Izaelska obrona powietrzna zawiodła i nie udało jej się w niedzielę zniszczyć rakiety jemeńskich Hutich; pocisk uderzył zaledwie kilka km od lotniska Ben Guriona, co budzi uzasadnione obawy - napisał w poniedziałek "Haarec". Portal Ynet przewiduje, iż spodziewany odwet Izraela pogorszy kryzys humanitarny w Jemenie.
Lecący z Jemenu pocisk balistyczny został dostatecznie wcześnie wykryty, ludność została zaalarmowana syrenami, a w rakietę wystrzelono pocisk przechwytujący, który ją dosięgnął, ale jej nie zniszczył - przekazała izraelska armia. Jak dodano, rakieta została rozbita w powietrzu, jej szczątki spadły w dużej mierze na nieużytki, nikt nie został ranny.
Mimo tego ta eksplozja, do której doszło zaledwie kilka km od głównego lotniska Izraela - portu lotniczego im. Ben Guriona w Tel Awiwie - może budzić obawy i wskazywać na niedociągnięcia izraelskiej obrony powietrznej - zaznaczył "Haarec". Lotnisko było najwyraźniej celem rakiety, która pokonała ponad 2000 km.

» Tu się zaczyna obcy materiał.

PR #59844, opened 2024-09-03
Refactor tsserver, tsc and fourslash-server tests so that paths are always watchable

sheetalkamat:
This is precursor to increase the coverage for tsserver resolution sharing:

- This ensures that in tsserver, tsc tests the libs are always present.
- Current directory for tsserver  and fourslash-server tests is "vscode" like path thats watchable: `/home/src/vscode/projects/bin`
- Current directory for tsc tests needs to be specified all the time (ensures its watchable)
- Ensured globaltypings location is always watchable: `/home/src/typinginstaller/globalcache/data`
- Libs is separate location and is watchable: `/home/src/tslibs/ts/lib`

This discovered issues:
- Typing installer test failing because of using incorrect "current directory": Fixed with 324fb89 with which test called "external project - deduplicate from local @types packages" starts passing again.
- inferred projects use current directory as "vscode" (which is known but need to investigate again) - This is also probably reason we never catch  #59831 since its setting directory watcher in vscode directory which in tests framework use to be "/"
- Some of the semantic diagnostics use - full paths rather than relative paths - and this will cause issues with "tsbuildinfo" portability #59851
- This also found that some of the tests used incorrect "lib" in fourslash-server tests eg `tests/cases/fourslash/server/autoImportProvider_exportMap3.ts` because it was matched by tsconfig at "/". I left it like that where it fails to resolve lib and updated test to match "includes" and "excludes" instead of exact: "globalPlus" + "include" as globals for esnext i didnt want to encode. Also i remembered some conversation about trying to use default lib unless test absolutely needs it so left it like that.


src/harness/harnessLanguageService.ts
```diff
@@ -249,14 +249,16 @@ export abstract class LanguageServiceAdapterHost {
...
+export const harnessTypingInstallerCacheLocation = "/home/src/typinginstaller/globalcache/data";
 /// Native adapter
 class NativeLanguageServiceHost extends LanguageServiceAdapterHost implements ts.LanguageServiceHost, LanguageServiceAdapterHost {
     isKnownTypesPackageName(name: string): boolean {
         return !!this.typesRegistry && this.typesRegistry.has(name);
     }
 
     getGlobalTypingsCacheLocation() {
-        return "/Library/Caches/typescript";
+        return harnessTypingInstallerCacheLocation;
```
andrewbranch, line 261: Are we missing any coverage by having the new values all lowercase?

tests/cases/fourslash/server/autoImportFileExcludePatterns1.ts
```diff
@@ -2,19 +2,19 @@
 
 // @module: commonjs
 
-// @Filename: /project/node_modules/aws-sdk/package.json
+// @Filename: /home/src/workspaces/project/node_modules/aws-sdk/package.json
```
andrewbranch, line 5: I can understand if we don’t want to test files in the disk root like `/tsconfig.json`, but in this test, everything was inside `/project/*`. Did this test actually need to change, or was this just a bulk find and replace? Is the `/home/src/workspaces` prefix significant?

sheetalkamat: This does need to change because we don’t watch directories with /soemthing/anotherdir/

src/harness/harnessLanguageService.ts
sheetalkamat: Good point I will make it with upper case

tests/cases/fourslash/server/autoImportFileExcludePatterns1.ts
sheetalkamat: Just as an example if you did not start file name with "/" they are relative to "/tests/case/fourslash" and i didnt need to change those

andrewbranch: Directories have to be 2 or more levels deep?

sheetalkamat: Yes. https://github.com/microsoft/TypeScript/blob/main/src/compiler/resolutionCache.ts#L307

sheetalkamat:
@andrewbranch ready for re-review. Thanks

andrewbranch (approved):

Jeżeli Huti będą kontynuować takie ataki, może to dalej ograniczyć ruch turystyczny do Izraela i spowodować odwołanie lotów przez kolejne linie - dodała gazeta. Izraelski sektor turystyczny poważnie ucierpiał wskutek toczącej się od 7 października wojny w Strefie Gazy. Wielu przewoźników zawiesiło lub ograniczyło loty na lotnisko Ben Guriona.
Wspierani przez Iran Huti są jedną ze stron trwającej od blisko 10 lat wojny domowej w Jemenie. Kontrolują zachodnią część tego państwa, w której mieszka połowa jego mieszkańców. Po wybuchu wojny w Strefie Gazy jesienią 2023 r. Huti zaczęli ostrzeliwać statki przepływające przez Morze Czerwone, deklarując, iż naloty są aktem solidarności z Hamasem, a ich celem jest Izrael i jego wymiana handlowa. Atakowali również sam Izrael.
19 lipca w ataku wystrzelonego przez Huti drona na Tel Awiw zginęła jedna osoba. Dzień później izraelskie lotnictwo przeprowadziło nalot na kontrolowany przez Hutich port w Al-Hudajdzie. Zginęło co najmniej sześć osób, a 90 zostało rannych. Huti po tym wydarzeniu zapowiedzieli zemstę.
Odpowiedź na ich niedzielny atak zasugerował premier Izraela Benjamin Netanjahu. Mieszkańcy Jemenu obawiają się, iż kolejny atak Izraela na główny port kontrolowanego przez Hutich terytorium tylko pogłębi trwający w Jemenie kryzys humanitarny, który wywołała wojna i powodzie - napisał portal Ynet. Instalacje portowe zostały już poważnie zniszczone w poprzednim ataku. Przez port w Al-Hudajdzie sprowadza się żywność i paliwo, ale - jak podkreślał Izrael - jest to też główny punkt transferu broni z Iranu.